▶ _GIVEN ENTRIES_
▶
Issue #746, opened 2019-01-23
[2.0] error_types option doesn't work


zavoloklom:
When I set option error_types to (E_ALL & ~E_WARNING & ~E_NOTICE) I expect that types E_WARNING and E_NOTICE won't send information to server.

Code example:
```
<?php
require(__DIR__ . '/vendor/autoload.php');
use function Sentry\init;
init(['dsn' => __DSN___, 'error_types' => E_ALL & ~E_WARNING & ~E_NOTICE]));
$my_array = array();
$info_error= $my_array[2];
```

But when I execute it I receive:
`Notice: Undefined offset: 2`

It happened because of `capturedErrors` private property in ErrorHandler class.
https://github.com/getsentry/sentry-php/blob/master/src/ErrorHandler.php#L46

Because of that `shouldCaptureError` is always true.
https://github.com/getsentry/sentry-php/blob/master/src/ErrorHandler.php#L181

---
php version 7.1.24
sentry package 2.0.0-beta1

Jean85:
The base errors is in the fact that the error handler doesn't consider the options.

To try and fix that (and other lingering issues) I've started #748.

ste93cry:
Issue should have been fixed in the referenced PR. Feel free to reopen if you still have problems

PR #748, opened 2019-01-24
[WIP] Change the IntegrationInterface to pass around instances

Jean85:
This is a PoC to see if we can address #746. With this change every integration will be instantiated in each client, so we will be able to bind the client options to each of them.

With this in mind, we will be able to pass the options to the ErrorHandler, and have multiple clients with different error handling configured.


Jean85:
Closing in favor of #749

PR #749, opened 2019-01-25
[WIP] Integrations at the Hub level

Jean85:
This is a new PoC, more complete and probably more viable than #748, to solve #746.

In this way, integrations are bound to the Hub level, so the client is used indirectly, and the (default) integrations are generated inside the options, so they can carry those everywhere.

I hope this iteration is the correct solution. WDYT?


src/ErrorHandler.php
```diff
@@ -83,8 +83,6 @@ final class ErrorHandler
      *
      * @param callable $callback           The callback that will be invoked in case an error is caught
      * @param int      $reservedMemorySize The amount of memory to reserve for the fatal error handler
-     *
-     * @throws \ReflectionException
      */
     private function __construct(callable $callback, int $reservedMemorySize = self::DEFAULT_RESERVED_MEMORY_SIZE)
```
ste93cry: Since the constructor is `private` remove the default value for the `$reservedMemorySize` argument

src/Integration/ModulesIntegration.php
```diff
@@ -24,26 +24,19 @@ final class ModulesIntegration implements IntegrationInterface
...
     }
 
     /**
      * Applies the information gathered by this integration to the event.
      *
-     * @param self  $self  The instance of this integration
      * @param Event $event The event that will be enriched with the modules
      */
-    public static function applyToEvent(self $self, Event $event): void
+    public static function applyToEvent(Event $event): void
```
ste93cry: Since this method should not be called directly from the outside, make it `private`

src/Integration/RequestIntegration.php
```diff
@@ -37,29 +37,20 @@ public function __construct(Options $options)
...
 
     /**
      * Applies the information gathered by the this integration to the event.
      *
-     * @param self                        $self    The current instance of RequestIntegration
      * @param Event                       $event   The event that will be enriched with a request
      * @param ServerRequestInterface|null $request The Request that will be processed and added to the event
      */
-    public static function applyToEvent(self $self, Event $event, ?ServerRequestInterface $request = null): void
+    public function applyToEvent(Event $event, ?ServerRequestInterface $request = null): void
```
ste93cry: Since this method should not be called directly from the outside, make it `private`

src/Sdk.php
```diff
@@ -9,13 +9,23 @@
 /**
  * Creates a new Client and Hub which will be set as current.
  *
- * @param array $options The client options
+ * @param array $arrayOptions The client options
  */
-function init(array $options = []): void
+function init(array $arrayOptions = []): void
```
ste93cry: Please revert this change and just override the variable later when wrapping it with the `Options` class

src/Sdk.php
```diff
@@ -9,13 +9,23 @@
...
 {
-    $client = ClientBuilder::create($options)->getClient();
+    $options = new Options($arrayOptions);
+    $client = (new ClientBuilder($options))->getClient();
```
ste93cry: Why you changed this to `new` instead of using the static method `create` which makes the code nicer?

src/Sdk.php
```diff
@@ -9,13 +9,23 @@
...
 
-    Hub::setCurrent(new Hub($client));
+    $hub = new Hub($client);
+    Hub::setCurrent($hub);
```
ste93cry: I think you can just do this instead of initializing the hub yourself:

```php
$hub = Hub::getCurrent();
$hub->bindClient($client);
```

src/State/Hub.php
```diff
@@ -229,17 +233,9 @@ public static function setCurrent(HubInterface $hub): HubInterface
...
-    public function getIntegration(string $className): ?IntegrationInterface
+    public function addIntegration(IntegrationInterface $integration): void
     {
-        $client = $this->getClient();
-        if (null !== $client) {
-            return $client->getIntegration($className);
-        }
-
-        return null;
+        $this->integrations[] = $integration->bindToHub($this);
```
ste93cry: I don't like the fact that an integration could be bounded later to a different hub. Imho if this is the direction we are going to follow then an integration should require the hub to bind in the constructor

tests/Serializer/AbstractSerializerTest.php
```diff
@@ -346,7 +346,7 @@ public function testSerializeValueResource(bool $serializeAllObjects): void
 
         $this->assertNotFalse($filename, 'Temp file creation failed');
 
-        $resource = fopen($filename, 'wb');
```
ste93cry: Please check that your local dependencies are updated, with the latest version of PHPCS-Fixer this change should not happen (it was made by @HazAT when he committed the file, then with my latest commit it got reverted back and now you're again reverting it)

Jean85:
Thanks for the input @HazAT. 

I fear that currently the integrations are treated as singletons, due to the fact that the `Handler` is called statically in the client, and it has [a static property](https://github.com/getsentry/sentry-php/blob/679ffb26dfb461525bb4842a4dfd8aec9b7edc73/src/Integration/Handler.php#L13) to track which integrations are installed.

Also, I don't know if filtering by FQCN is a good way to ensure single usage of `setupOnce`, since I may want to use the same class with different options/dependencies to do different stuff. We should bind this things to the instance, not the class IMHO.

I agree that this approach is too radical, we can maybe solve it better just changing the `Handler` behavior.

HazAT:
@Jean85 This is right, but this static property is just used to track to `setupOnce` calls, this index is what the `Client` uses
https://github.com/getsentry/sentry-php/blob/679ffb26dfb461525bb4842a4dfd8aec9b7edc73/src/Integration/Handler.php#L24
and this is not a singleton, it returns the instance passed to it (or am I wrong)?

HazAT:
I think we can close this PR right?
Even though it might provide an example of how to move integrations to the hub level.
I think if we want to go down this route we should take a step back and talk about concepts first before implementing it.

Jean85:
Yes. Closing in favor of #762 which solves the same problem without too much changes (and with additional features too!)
◀
▶ _EXERCISE REQUIREMENTS_
Each line in the listing above that includes the word "callable" needs to be copied out.

▶ _WRITTEN SOLUTION_
      * @param callable $callback           The callback that will be invoked in case an error is caught
     private function __construct(callable $callback, int $reservedMemorySize = self::DEFAULT_RESERVED_MEMORY_SIZE)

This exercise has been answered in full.